In 1868 he emigrated to Australia with his family, settling in Melbourne taking over St Andrew's Presbyterian Church in the Carlton district. He was assisted in his mission work by Rev William Thomson formerly of Camperdown.

In 1871 the manse was moved from Royal Terrace on Nicholson Street to a handsome new building next to the church with a double verandah. The church was also expanded. The architect for both was Leonard Terry.

He was elected Moderator of the General Assembly in 1885.

He retired on 31 December 1902.

He died at home on Rathmines Road in Melbourne on 5 July 1913. A memorial service was held on 12 July at St Andrews Presbyterian Church, led by Rev Daniel McKenzie of Collingwood.

==Family==

In 1853 he married Mary Middleton (1833–1860). They had one daughter and four sons but two sons (twins) died in infancy.

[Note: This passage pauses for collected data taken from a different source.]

PR #385, opened 2024-06-17
fix: TimeEvents from single-write anchor batches don't have a separate root block

stbrody:
The downside of this PR is that now it is possible to express with the builder API an event that is invalid and will fail to build at runtime - by specifying a prev that is different than the last edge in the last leaf node in the witness path.

I guess it might be possible to avoid this, by having the penultimate builder state have two methods, of which only one can be called.  One that lets you specify the root node of a witness tree, the other that lets you specify the prev CID in the case that there is no root b/c the event was anchored in a single-element batch.  I guess I didn't go that way because it felt like it would be confusing to readers why you could either specify a root or a prev but not both without extensive comments, and because it would require two separate terminal states for the builder.

Just typing it out makes me feel like it wouldn't be that bad actually.  Now I kind of want to go and make that change...

EDIT: New approach here: https://github.com/ceramicnetwork/rust-ceramic/pull/386

### DIFF
--- a/event/src/unvalidated/builder.rs
+++ b/event/src/unvalidated/builder.rs
@@ -242,6 +242,26 @@ pub struct TimeBuilderWithId {
 impl TimeBuilderState for TimeBuilderWithId {}
 
 impl TimeBuilder<TimeBuilderWithId> {
+    /// Specify the CID of the event being anchored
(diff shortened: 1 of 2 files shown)


stbrody:
closed in favor of https://github.com/ceramicnetwork/rust-ceramic/pull/386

Following Mary's death he married Catherine Barbara Macleay Henderson (1832–1911), in 1862. They had six daughters and three sons.

His eldest daughter (by his first marriage) Eliza Middleton McEachran (b.1854) married Evans Harrington Wade in Kew, Victoria in 1877. When Eliza died in 1890, Wade then married her half sister, a daughter of Rev McEachran's second marriage, Ann Campbell McEachran (1866–1959). Ann died at Ferntree Gully.